The practice of breast ironing is usually a well-kept secret between a young girl and her mother -- the father often remains completely unaware of it. The UNFPA reports girls believe what their mothers are doing is for their own good, and keep silent.

"Before this breast band, my mother used the grinding stone -- heated in the fire -- to massage my chest," Josaine Matia, an 11-year-old Cameroonian girl, says on the UNFPA Web site. "Every night my mother examines my chest [and] massages me, sometimes with the pestle," Matia adds. "Although I cry hard because of the pain, she tells me: 'Endure, my daughter; you are young and there is no point in having breasts at your age'."

The UNFPA reports the practice is now inflicted upon 24 percent of all Cameroonian women as young as the age of 9 -- that's about one girl in every four, with a 2006 survey estimating that 4 million women had already undergone breast ironing.

Per the State Department, a 2005 survey found that 39 percent of women in the country living with a man -- married or unmarried -- were victims of domestic violence, which Cameroon law does not specifically prohibit. While the minimum legal age for a woman to marry is 15, many families facilitate the marriage of young girls by the age of 12, and spousal abuse is not a legal ground for divorce.

Washington Post reporter Jamie Rich describes her experiences living in Douala, Cameroon, where she encountered a young girl on the street who had scars where there should have been a small nipple or budding breast. Rich talked to local women, girls, physicians and community organizers and reports that "despite the pain and fear, many of the women and girls involved in breast ironing considered it a normal treatment for early breast development."

"Mothers told me they forcibly try to eliminate the signs of puberty to protect their preteen girls from HIV and pregnancy. One mother explained that she did it out of love," Rich writes.

In 2007, Cameroon ranked 15 in the world for HIV/AIDS prevalence and for HIV/AIDS deaths, according to the World Factbook.

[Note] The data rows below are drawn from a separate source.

PR #2001, opened 2019-12-30
cdb2_verify: Detect inter-page out of order btree key entries in verify

adizaimi:
Start the search at root node (pg 1) and do a depth first search to check for out-of-order keys between pages. We will now detect issues with pages containing an out of order key being inserted at the end of a page:
```/dev/shm/master/build/db/cdb2_verify /dev/shm/test_12546/ixentrymissingreproducer12546/t_*index  
2019/12/30 15:03:00 cdb2_verify: Page 3599: out-of-order key at entry 0 *p1=0000004b3fc90005 *p2=0000004b3d1b0001
2019/12/30 15:03:00 cdb2_verify: DB->verify: /dev/shm/test_12546/ixentrymissingreproducer12546/t_000000493c9b0000.index: DB_VERIFY_BAD: Database verification failed
```

### DIFF
--- a/berkdb/btree/bt_verify.c
+++ b/berkdb/btree/bt_verify.c
@@ -374,9 +374,7 @@ __bam_vrfy(dbp, vdp, h, pgno, flags)
 		EPRINT((dbenv,
 		    "Page %lu: item order check unsafe: skipping",
 		    (u_long)pgno));
-	}
-#if 0
-	else if (!LF_ISSET(DB_NOORDERCHK) && (ret =
+	} else if (!LF_ISSET(DB_NOORDERCHK) && (ret =
 	    __bam_vrfy_itemorder(dbp, vdp, h, pgno, 0, 0, 0, flags)) != 0) {
 		/*
 		 * We know that the elements of inp are reasonable.
@@ -388,7 +386,6 @@ __bam_vrfy(dbp, vdp, h, pgno, flags)
 		else
 			goto err;
 	}
-#endif
 
 err:	if ((t_ret = __db_vrfy_putpageinfo(dbenv, vdp, pip)) != 0 && ret == 0)
 		ret = t_ret;
@@ -955,7 +952,7 @@ __bam_vrfy_itemorder(dbp, vdp, h, pgno, nentries, ovflok, hasdups, flags)
 	p1 = &dbta;
 	p2 = &dbtb;
 
-	if (last_key_from_prev_pg.data && (TYPE(h) == P_LBTREE)) {
+	if (last_key_from_prev_pg.data && (TYPE(h) == P_LBTREE) && LF_ISSET(DB_IN_ORDER_CHECK)) {
 		/*
         long int genid = *(long int*)(last_key_from_prev_pg.data+5);
 		printf("setting pgno=%lu from last_key_from_prev_pg, sz=%d, data=%p *data=%016lx\n", (u_long)pgno, last_key_from_prev_pg.size, last_key_from_prev_pg.data, flibc_ntohll(genid));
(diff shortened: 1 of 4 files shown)


berkdb/btree/bt_verify.c
```diff
@@ -1072,9 +1085,11 @@ overflow:		if (!ovflok) {
 			/* comparison succeeded */
 			if (cmp > 0) {
 				isbad = 1;
+                long int genid1 = *(long int*)(p1->data+5);
```
adizaimi: convert these to hex properly with util_tohex().

berkdb/db/db_vrfy.c
```diff
@@ -584,6 +596,59 @@ __db_vrfy_pagezero(dbp, vdp, fhp, flags)
...
+        VRFY_PAGEINFO *pip;
+        if ((ret = __db_vrfy_getpageinfo(vdp, pgno, &pip)) != 0)
+            return (ret);
+        u_int32_t nentries = pip->entries;
+        db_indx_t i;
+        for (i = 1; i < nentries; i+= O_INDX) {
+            BINTERNAL *bi;
+			bi = GET_BINTERNAL(dbp, h, i);
+
+            // printf("from pg %d to pg %d\n", pgno, bi->pgno);
```
adizaimi: Should verify item order for this page too.

berkdb/db/db_vrfy.c
```diff
@@ -584,6 +596,59 @@ __db_vrfy_pagezero(dbp, vdp, fhp, flags)
...
+            ret = __db_vrfy_depthfirst(dbp, vdp, handle, callback, flags, (u_long)bi->pgno);
+            if (ret) 
+                isbad = 1;
+        }
+    } else if (TYPE(h) == P_LBTREE) {
+        ret = __bam_vrfy_itemorder(dbp, vdp, h, pgno, 0, 0, 0, flags);
```
adizaimi: set flag LF_SET(DB_IN_ORDER_CHECK); here instead

berkdb/btree/bt_verify.c
```diff
@@ -980,7 +991,7 @@ __bam_vrfy_itemorder(dbp, vdp, h, pgno, nentries, ovflok, hasdups, flags)
 			bi = GET_BINTERNAL(dbp, h, i);
 			if (B_TYPE(bi) == B_OVERFLOW) {
 				bo = (BOVERFLOW *)(bi->data);
-				goto overflow;
+				abort(); //goto overflow;
```
akshatsikarwar: ?

akshatsikarwar:
What do you think about doing this during `bdb verify` instead. In logical verify, we can check every `next` produces a larger key. That will check all keys are in order, not just key from last page.

berkdb/btree/bt_verify.c
adizaimi: just for my testing -- will remove.

adizaimi:
> What do you think about doing this during `bdb verify` instead. In logical verify, we can check every `next` produces a larger key. That will check all keys are in order, not just key from last page.

Sure, that can be added as well -- issue here is that cdb2_verify checks keys inside page, but not between pages, thus this change. Also, what you propose may still not be enough because next  order may be correct, but tree structure may not.

akshatsikarwar:
> Also, what you propose may still not be enough because next order may be correct, but tree structure may not.

Should be enough - If every next is larger key, then all keys are in correct order.

adizaimi:
> > Also, what you propose may still not be enough because next order may be correct, but tree structure may not.
> 
> Should be enough - If every next is larger key, then all keys are in correct order.

Well, next uses the next pointer in leaf nodes to go to next node, however the actual internal structure of the tree may be such that internal nodes may have bad ordering (that case is NOT what prompted this, but still).

adizaimi:
Is there any harm to having both?

akshatsikarwar:
If corruption is in the middle of a leaf page, then this code will miss it.

adizaimi:
No it will not miss, this is a copy of the existing code which checks internal order—my modification merely prepopulates p2 so the check will include last item from prev page.

akshatsikarwar:
> No it will not miss, this is a copy of the existing code which checks internal order—my modification merely prepopulates p2 so the check will include last item from prev page.

Got it!

adizaimi:
Doing the bdb verify as you suggested in https://github.com/bloomberg/comdb2/pull/2005.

Breast ironing is considered a human rights violation by the State Department, UNFPA and a number of nonprofit organizations that lead the fight against the practice in Cameroon. Breast ironing is terribly painful and violates a young girl's physical integrity, while exposing her to "numerous health problems such as abscesses, itching, discharge of milk, infection, dissymmetry of the breasts, cysts, breast infection, severe fever, tissue damage and even the complete disappearance of one or both breasts," according to the UNFPA. The practice also has been linked to breast cancer and emotional stress.

Rich reports the practice of breast ironing evolved to counteract a teen pregnancy problem, and says being young and pregnant is not uncommon in Cameroon, with an estimated 30 percent of women having unwanted pregnancies, according to local health care workers, including Serges Moukam, an ob-gyn in Douala, who explains that teen pregnancy is a "poverty perpetuating" problem.

"Promiscuity and rape both factor into the high teen pregnancy rate," Moukam tells the Post, but breast ironing prevents neither, a fact that is confirmed by the UNFPA. Pregnant girls ages 12 to 17 make up 25 to 30 percent of Moukam's patients.

"It's very rare to see a 13-year-old girl who is still a virgin," he tells the newspaper.

Nonprofits in Cameroon are lobbying for sex education, as well as laws to criminalize breast ironing, with a 10-year prison sentence for those caught practicing the custom. Other groups suggest more tolerance for the mothers, and call for more education, not legislation.

UNFPA calls for prosecution of perpetrators, though they advocate for countries to raise public awareness about the dangers of breast ironing, and suggest frank discussions of sexuality between parents and children -- though they also theorize that parents may prefer to rid their daughters of the signs of puberty to avoid such culturally taboo conversations.